John now faces arrest for the murder of La Chicot, but also the loss of the estate, because his first marriage to Laura occurred when La Chicot was still alive, and is therefore invalid due to the legal proscription of bigamy. His only hope is to prove that his marriage to La Chicot was itself invalid.

John recalls an episode in Paris when La Chicot reacted strongly to the accidental death of a sailor from her home town, and suspects that she may have been married to him. He travels to France with his lawyer, Mr. Sampson, and finds evidence that La Chicot was indeed married to the sailor, meaning that John's marriage to her was never legal and therefore that the terms of the will were fulfilled.

On their return to England, John is arrested for murder, but is exonerated thanks to the acuity of his lawyer and the testimony of Mrs. Evitt, the landlady of the Chicots and Desrolles, who discovered grey hair in the victim's fist and a bloody gown in Desrolles's closet.

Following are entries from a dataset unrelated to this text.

PR #1595, opened 2026-06-24
feat(scripts): add sanitized Pi smoke validation

### LINKED ISSUE #1580: [Feature]: Add sanitized Pi smoke validation for local and Slurm execution
### Motivation

Operators need a repeatable way to verify Pi against private OpenAI-compatible model aliases, including longer runs launched from the internal execution environment, without storing sensitive details in the repository.

### Proposed Solution

Add a smoke harness that accepts provider and model aliases only through environment variables and runs read-only prompts through Pi. Add a Slurm wrapper template with placeholders only. Validation logs stay local and untracked. Tests should fake Pi output and fake Slurm submission commands to verify command construction without requiring the internal environment.

### Alternatives Considered

Embedding concrete internal endpoints in smoke scripts was rejected as a leak risk. Making live private endpoint checks part of public CI was rejected because CI cannot access the internal environment and must not contain private configuration.

### Severity

major

### Parent Epic (optional)

_No response_

mvillmow:
## Summary
Adds sanitized Pi smoke validation for local and Slurm execution without committing private provider details or validation logs.

## Changes
- Added Pi smoke and Slurm wrapper scripts that take provider/model aliases from environment variables and use placeholder-only Slurm configuration.
- Updated ignore rules, script documentation, and private denylist checks to keep local smoke logs and sensitive endpoint details out of the repository.
- Adjusted related agent runtime and automation tests to match the updated invocation behavior.

## Testing
- Added and updated unit tests that fake Pi output and Slurm submission commands to verify smoke command construction without requiring the internal environment.

## Closes
Closes #1580


mvillmow (commented):
NOGO: `_run_pi_command` at line 720 calls `_pi_env()` without `model=model`, so HEPH_PI_MODEL is never set in the Pi subprocess env. Lines 724/733 use `_model_from_pi_cmd(cmd)` which now always returns '' — model alias is missing from error/timeout redaction tokens.

scripts/pi_smoke.py
```diff
@@ -32,24 +38,59 @@ def build_parser() -> argparse.ArgumentParser:
...
-    if not model:
-        print("ERROR: HEPH_PI_MODEL must name an operator-local Pi model alias.", file=sys.stderr)
+    missing = _missing_alias_env()
+    if missing:
+        print(f"ERROR: missing required env vars: {', '.join(missing)}", file=sys.stderr)
         return 2
+    model = os.environ.get(PI_MODEL_ENV, "").strip()
     redaction_tokens = pi_private_redaction_tokens(args.cwd, model)
     try:
         result = run_pi_session(
```
mvillmow, line 92: `run_pi_session()` is called without `model=model`. Line 87 reads the alias from `PI_MODEL_ENV` into `model`, but it is never forwarded. Since `_pi_env(model=model)` in the runtime is the intended propagation path, omitting `model=model` here means the runtime's `_pi_env` receives an empty string. Fix: add `model=model` to the `run_pi_session(...)` call.

scripts/pi_smoke_slurm.py
```diff
@@ -0,0 +1,79 @@
...
+def build_parser() -> argparse.ArgumentParser:
+    """Build the Pi Slurm smoke submission parser."""
+    parser = argparse.ArgumentParser(description=__doc__)
+    parser.add_argument("--log-dir", type=Path, default=DEFAULT_LOG_DIR)
+    parser.add_argument("--template", type=Path, default=DEFAULT_TEMPLATE)
+    parser.add_argument("--sbatch", default="sbatch")
+    return parser
+
+
+def _missing_alias_env() -> list[str]:
```
mvillmow: `_missing_alias_env()` and `REQUIRED_ALIAS_ENVS` are byte-for-byte duplicates of `scripts/pi_smoke.py:50-52` and `scripts/pi_smoke.py:32`. Both scripts already import from `hephaestus.agents.runtime`; move the shared constant and helper there (or a shared private utility) to avoid divergence.

mvillmow (commented):
NOGO: two critical bugs — runtime.py:720 calls _pi_env() without model (alias never reaches Pi subprocess env), and pi_smoke.py:90 omits model=model from run_pi_session() (alias silently dropped). Core privacy guarantee is undelivered.

scripts/pi_smoke_slurm.py
```diff
@@ -0,0 +1,73 @@
...
+
+def build_sbatch_cmd(args: argparse.Namespace) -> list[str]:
+    """Build an sbatch command that exports alias env var names only."""
+    log_dir: Path = args.log_dir
+    log_dir.mkdir(parents=True, exist_ok=True)
+    return [
+        args.sbatch,
+        f"--export={','.join(EXPORT_NAMES)}",
+        f"--output={log_dir / 'pi-smoke-%j.out'}",
+        f"--error={log_dir / 'pi-smoke-%j.err'}",
```
mvillmow, line 36: `build_sbatch_cmd` calls `log_dir.mkdir(parents=True, exist_ok=True)` as a side effect of a function named `build_*`. A builder should return a value without mutating the filesystem; callers cannot call `build_sbatch_cmd` (e.g. in tests or dry-run paths) without triggering the mkdir. Move the `mkdir` call to `main()` before `build_sbatch_cmd` is called.

scripts/pi_smoke.py
```diff
@@ -32,25 +38,56 @@ def build_parser() -> argparse.ArgumentParser:
...
+            redacted = redacted.replace(value, f"<redacted:{name}>")
+    return redacted
+
+
+def _write_smoke_log(log_dir: Path, result: AgentRunResult) -> Path:
+    """Write the local Pi smoke result log and return its path."""
+    log_dir.mkdir(parents=True, exist_ok=True)
+    log_path = log_dir / "pi-smoke-local.log"
+    lines = [
+        f"session_id: {result.session_id or ''}",
```
mvillmow, line 72: `_write_smoke_log` always writes to `log_dir / 'pi-smoke-local.log'` (fixed name). Repeated smoke runs silently overwrite the previous log with no warning. Consider appending a timestamp suffix (e.g. `pi-smoke-local-<epoch>.log`) so consecutive runs produce distinct artifacts, or at minimum print a note that the prior log was overwritten.

mvillmow (commented):
Both prior review threads addressed; argv alias leak fixed via env propagation; DRY enforced via runtime exports. Two minor POLA issues: build_sbatch_cmd has mkdir side effect; log file silently overwrites on repeated runs.

tests/unit/scripts/test_pi_smoke.py
```diff
@@ -18,31 +18,62 @@
...
+    assert "LOG_FILE=" in captured.err
+    log_path = Path(captured.err.strip().split("LOG_FILE=", 1)[1])
+    log_text = log_path.read_text(encoding="utf-8")
+    assert "stdout: OK" in log_text
+    assert "private-provider-alias" not in log_text
+    assert "private-model-alias" not in log_text
 
 
 def test_failure_output_redacts_private_values(
     monkeypatch: pytest.MonkeyPatch, tmp_path: Path, capsys: pytest.CaptureFixture[str]
```
mvillmow, line 74: This parse is broken when `session_id` is non-empty. The fixture sets `session_id='pi-smoke'`, so stderr is `'NOTE: ...\nLOG_FILE=<path>\nSESSION_ID=pi-smoke'`. After `.strip()`, splitting on `'LOG_FILE='` gives `'<path>\nSESSION_ID=pi-smoke'` — `Path(...)` of that string includes the newline and trailing line, causing `log_path.read_text()` to raise `FileNotFoundError`. Fix: parse only the LOG_FILE line, e.g. `next(l.split('LOG_FILE=', 1)[1] for l in captured.err.splitlines() if l.startswith('LOG_FILE='))`.

tests/unit/scripts/test_pi_smoke.py
```diff
@@ -18,31 +18,62 @@
...
 
     assert _mod.main([]) == 2
 
 
-def test_runs_pi_with_env_model_alias(monkeypatch: pytest.MonkeyPatch, tmp_path: Path) -> None:
-    """The smoke harness forwards only the operator-provided model alias."""
-    monkeypatch.setenv("HEPH_PI_MODEL", "private-test-alias")
+def test_runs_pi_with_env_aliases_without_alias_kwargs(
+    monkeypatch: pytest.MonkeyPatch,
+    tmp_path: Path,
```
mvillmow, line 33: Test name `test_runs_pi_with_env_aliases_without_alias_kwargs` is misleading: `model` IS still passed as a kwarg to `run_pi_session` (line 73 asserts `kwargs['model'] == 'private-model-alias'`). The 'without_alias_kwargs' framing implies no alias kwargs at all. Rename to e.g. `test_runs_pi_with_env_aliases_model_via_kwarg_not_argv` to match what is actually asserted.

mvillmow (commented):
Critical test bug: LOG_FILE path parse includes SESSION_ID trailing line when session_id is non-empty, causing FileNotFoundError on log_path.read_text(). Fix the line-extraction in test_pi_smoke.py:73.

mvillmow (commented):
Argv-leak fix and provider env validation are correct. Two minor test gaps: success-redact test writes files to cwd instead of tmp_path; resume_pi_session test omits env propagation assertion that run_pi_session test includes.

tests/unit/agents/test_runtime.py
```diff
@@ -655,10 +652,13 @@ def fake_run(cmd: list[str], **kwargs: Any) -> subprocess.CompletedProcess[str]:
             "private feedback content",
             cwd=tmp_path,
             timeout=30,
+            model="private-alias",
         )
 
     assert captured["cmd"][:-1] == ["pi", "--mode", "json", "--session", "pi-session-789"]
     assert captured["cmd"][-1].startswith("@")
+    assert "--model" not in captured["cmd"]
```
mvillmow, line 660: `test_resume_pi_session_passes_resume_id_without_alias_argv_leak` asserts the alias is absent from argv but does not assert `captured['kwargs']['env']['HEPH_PI_MODEL'] == 'private-alias'`. The sibling `run_pi_session` test (line 513) does. Add the env assertion here so both code paths are symmetrically verified.

mvillmow (commented):
Argv-leak fix is correct: model alias moves to child env only, never argv. One dead-code function (_model_from_pi_cmd) left over from the refactor — harmless due to env fallback, but misleading.

PR #1624, opened 2019-04-19
Add 'translate_speed' to TurntableCamera and ArcballCamera

### LINKED ISSUE #914: Add support for "TurntableCamera" translate speed.

os-gabe:
Add translate_speed keyword argument to turntable and arcball cameras

### DIFF
--- a/vispy/scene/cameras/arcball.py
+++ b/vispy/scene/cameras/arcball.py
@@ -27,6 +27,8 @@ class ArcballCamera(Base3DRotationCamera):
         The distance of the camera from the rotation point (only makes sense
         if fov > 0). If None (default) the distance is determined from the
         scale_factor and fov.
+    translate_speed : float
+        Scale factor on translation speed when moving the camera center point.
     **kwargs : dict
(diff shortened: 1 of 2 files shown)


djhoese:
Closes #914 (I wanted a comment with the issue mentioned)

os-gabe:
Gotcha. Thanks for updating the title.

Issue #1627, opened 2019-04-23
Potential problem with triangulation


rougier:
I've just fixed some code in glumpy because of a change in the triangle library and it may impact vispy as well (more specifically https://github.com/vispy/vispy/blob/master/vispy/geometry/triangulation.py).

John thus secures his freedom and control of his estate, while Desrolles is tracked down in Paris and killed in a fight with the police.

==Characters==
- John Treverton, also known as Jack Chicot: a former army officer who lived a bohemian life as an artist in Paris and London before being bequeathed an estate by his uncle Jasper. He is illegitimately married to Zaïre Chicot before her murder. The novel revolves around his dual identity and the difficulties of extricating himself from his old life.
- Laura Malcolm: a beautiful but serious woman adopted by Jasper Treverton as a child after the death of her parents. She marries John despite his mysterious past.
- Celia Clare: Laura's best friend, the vivacious but superficial vicar's daughter.
- Edward Clare: Celia's brother, a lazy, vain failure of a poet who becomes viciously jealous of John.
- Zaïre Chicot, called La Chicot: a dancer, originally from Auray. She marries John/Jack in Paris but their relationship quickly sours.
- Mr. Desrolles, a.k.a. Stephen Malcolm and Colonel Mansfield, real name Captain Desmond: a scoundrel and drunkard who murders La Chicot and blackmails Laura by posing as her deceased father.
- George Gerard: a poor but hardworking surgeon who falls in love with both La Chicot and Celia. He initially suspects John Treverton of being the murderer but eventually helps to exonerate him.
- Thomas Sampson: the Trevertons' lawyer and one of the trustees of the Treverton estate. He accompanies John on his exculpatory mission to France, despite not speaking French.
- Theodore Clare: the vicar of Hazlehurst and the other trustee of the estate. He is Edward and Celia's father.
- Mrs. Evitt: the landlady of the Chicots and Desrolles residence near Leicester Square, London. Her testimony helps prove Desrolles is the murderer.

==Background==
Braddon began writing The Cloven Foot in April 1878, only two days after finishing her previous novel, Vixen.

==Reception==
Contemporary reviews were generally positive, noting Braddon's skill in carefully weaving together a complicated plot of double identity and legal minutiae. The Glasgow Herald noted that the character of Edward Clare was sketched with a particular "skill and truthfulness of delineation." A lengthy review in The Observer compares the author to an "accomplished equestrian who not only rides several horses abreast, but as he guides them with one hand, keeps up with the other half-a-dozen glittering balls," but sarcastically notes that in the resolution of one bigamy plot by another, "apparently the only cure for bigamy is a homeopathic one."

==Analysis==
The Cloven Foot has been identified as part of an 1870s trend in sensational novels towards middle-class criminals and "white-collar" crime such as fraud, in the midst of broadening property rights for married women. In this novel, the protagonist's embroilment in a scheme to fraudulently satisfy the terms of an eccentric will is as significant as the traditional "sensational" themes of bigamy and murder. Although John knowingly intended to commit fraud, he is saved by the legal system, unlike Desrolles, who committed the lower-class crime of murder.

==Adaptations==
The Cloven Foot was adapted into an 1890 stage play by Frederick Mouillot, which reduces the character of the La Chicot (played by the same actress as Laura Malcolm) to a single act.